Pestanya bahkan belum dimulai, dan mereka sudah menyelinap pergi untuk menggoda, demi Tuhan! Militer, istana kekaisaran, rumah bordil, ke mana pun Anda pergi, semuanya sama saja. Anda bisa menemukan orang-orang yang tidak mampu mengendalikan hasrat seksual mereka di mana-mana.
Pria dan wanita yang menyelinap keluar dari gedung dansa bersama-sama biasanya berselingkuh. Mereka akan menikmatinya secara diam-diam di balkon yang sepi, di sudut-sudut taman yang gelap, atau di ruang tamu.
Rasanya lebih mendebarkan kalau melakukannya di tempat terbuka, dengan risiko tertangkap.
“Mereka mengatakan hukum pelestarian berlaku di mana-mana.”

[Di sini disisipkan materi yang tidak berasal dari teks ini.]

Issue #6578, opened 2023-11-25
Inconsistent dimensions for Audio input


gau-nernst:
### Describe the bug

Depending on the file, audio input might have shape `time, n_channels` or just `time`. This is inconsistent and introduces bugs to the code when one would expect the audio to have certain shape.

The documentation also does not mention anything about the expected shape.

### Have you searched existing issues?  🔎

- [X] I have searched and found no existing issues

### Reproduction

```python
import gradio as gr

def predict(audio):
    sr, x = audio
    return f"{x.shape} {sr}"

gr.Interface(fn=predict, inputs="audio", outputs="text").launch()
```

With microphone input: (74880,) 48000
With mono audio (e.g. [here](https://www2.cs.uic.edu/~i101/SoundFiles/CantinaBand3.wav)): (66150,) 22050
With stereo audio (e.g. [here](https://onlinetestcase.com/wp-content/uploads/2023/06/500-KB-WAV.wav)): (128180, 2) 44100

### System Info

```shell
Gradio Environment Information:
------------------------------
Operating System: Darwin
gradio version: 4.7.1
gradio_client version: 0.7.0

------------------------------------------------
gradio dependencies in your environment:

aiofiles: 23.2.1
altair: 5.1.2
fastapi: 0.104.1
ffmpy: 0.3.1
gradio-client==0.7.0 is not installed.
httpx: 0.25.1
huggingface-hub: 0.16.4
importlib-resources: 6.0.1
jinja2: 3.1.2
markupsafe: 2.1.2
matplotlib: 3.6.2
numpy: 1.23.1
orjson: 3.9.10
packaging: 23.0
pandas: 2.0.3
pillow: 9.2.0
pydantic: 2.5.2
pydub: 0.25.1
python-multipart: 0.0.6
pyyaml: 6.0
requests: 2.31.0
semantic-version: 2.10.0
tomlkit==0.12.0 is not installed.
typer: 0.9.0
typing-extensions: 4.8.0
uvicorn: 0.24.0.post1
authlib; extra == 'oauth' is not installed.
itsdangerous; extra == 'oauth' is not installed.


gradio_client dependencies in your environment:

fsspec: 2023.6.0
httpx: 0.25.1
huggingface-hub: 0.16.4
packaging: 23.0
requests: 2.31.0
typing-extensions: 4.8.0
websockets: 11.0.3
```

### Severity

I can work around it

Issue #5365, opened 2023-08-29
_js is not controlled by ``every'' argument 


chenjoya:
### Describe the bug

I am not sure if it is a bug. I find _js is not controlled by every argument: 

```python
with gr.Blocks() as app:
    dummy = gr.JSON({}, visible=False)
    app.load(fn=lambda x:print(x), every=1, inputs=[dummy], _js="() => Math.random()")
app.queue()
app.launch(server_port=8899, debug=True, share=True)
```

If we run this, every time we get the same number 
```
0.14488436985087927
0.14488436985087927
0.14488436985087927
0.14488436985087927
0.14488436985087927
0.14488436985087927
0.14488436985087927
```

But I need maybe continuously js random value. Is there any method to run js code and control by every=1?

### Have you searched existing issues?  🔎

- [X] I have searched and found no existing issues

### Reproduction

Follow the code in **Describe the bug**.

### System Info

```shell
gradio==3.41.2
```

### Severity

Blocking usage of gradio

abidlabs:
Hi @chenjoya this is intentional, the `js` function is supposed to run once, before the main function is run, which is controlled by the `every` parameter. But we should document this more clearly

chenjoya:
Thank you so much! ;) 

Do you have elegant implementation method to achieve the streaming functionality, ie if there is a video playing in js, how to get its current time and streamingly output in a chatbot box? We recently want to show such a model. 

I implemented one by a json dictionary to receive the metadata of the video, and use .change method to refresh chatbox. But it may not be optimal.

Wish you merry Christmas in advance!

Issue #4665, opened 2023-06-24
Docs for Session state don't (clearly) use Session State


drscotthawley:
### Describe the bug

In documentation for Interface Session state,  https://gradio.app/interface-state/#session-state, 
talks about setting the `state` variable of `Interface`, e.g.,

> add the 'state' input and 'state' output components when creating your Interface

however in the code that follows, neither "Interface" nor "state" appear at all.  In fact they use `with gr.Blocks() as demo:` with no keywords. 

### Have you searched existing issues?  🔎

- [X] I have searched and found no existing issues

### Reproduction

Try to read the documentation on Interface Session State. 

### Screenshot

![2023-06-24_16-58](https://github.com/gradio-app/gradio/assets/13925685/1e12bf14-008b-4555-a635-da163ed2641d)

### System Info

```shell
https://status.gradio.app/
```

### Severity

Blocking usage of gradio

PR #7131, opened 2024-01-24
Miscellaneous doc fixes

abidlabs:
* Improve documentation for `gr.Audio` component, particularly the shape of the audio data array. Closes: https://github.com/gradio-app/gradio/issues/6578
* Clarify that `every` only applies to backend functions, not `js` functions. Closes: https://github.com/gradio-app/gradio/issues/5365
* Fix the example for Interface state and improve the docs there generally. Closes: https://github.com/gradio-app/gradio/issues/4665


gradio/components/audio.py
```diff
@@ -49,7 +49,7 @@ class Audio(
 ):
     """
     Creates an audio component that can be used to upload/record audio (as an input) or display audio (as an output).
-    Preprocessing: passes the uploaded audio as a {Tuple(int, numpy.array)} corresponding to (sample rate in Hz, audio data as a 16-bit int array whose values range from -32768 to 32767), or as a {str} filepath, depending on `type`.
+    Preprocessing: depending on `type`, passes the uploaded audio as {str} filepath or a {Tuple(int, numpy.array)} corresponding to (sample rate in Hz, audio data). If the latter, the audio data is a 16-bit int array whose values range from -32768 to 32767 and shape of the audio data array is (samples,) for mono audio or (samples, channels) for multi-channel audio.
```
aliabd, line 52:
```suggestion
    Preprocessing: depending on `type`, passes the uploaded audio as {str} filepath or a {Tuple(int, numpy.array)} corresponding to (sample rate in Hz, audio data). If the latter, the audio data is a 16-bit int array whose values range from -32768 to 32767 and shape of the audio data array is {(samples,)} for mono audio or {(samples, channels)} for multi-channel audio.
```

aliabd (approved):
Thanks for the fixes @abidlabs They all lgtm! Consider adding the new `interface_state` demo as a demo in the State class docstring. so it shows up in the docs too.

gradio/components/audio.py
abidlabs: Why the curly brackets?

aliabd: Adds formatting that makes it easier to parse the text. Feel free to ignore

Screen Shot 2024-01-24 at 11 00 35 AM

Screen Shot 2024-01-24 at 11 03 35 AM

abidlabs: I thought we only used that to designate Python types

abidlabs:
Thanks @aliabd! I’ll add the to docs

Colin yang sedari tadi memalingkan muka sambil mendecak lidah, menoleh lagi ketika merasakan ada yang aneh.
Aroma yang tak asing baginya, seolah pernah tercium di suatu tempat sebelumnya, bercampur dengan aroma bunga yang sedang mekar, sensasi halus menjalar ke tulang punggungnya.
Rasa geli itu adalah peringatan putus asa dalam hidupnya. Biasanya pada saat-saat seperti ini, sebutir peluru akan menyerempet sisi lehernya.
Colin mulai mengikuti mereka, langkah kakinya tak bersuara, kecurigaannya menjadi pasti saat ia semakin dekat.
Alih-alih erangan pria dan wanita, suara perkelahian pun semakin keras.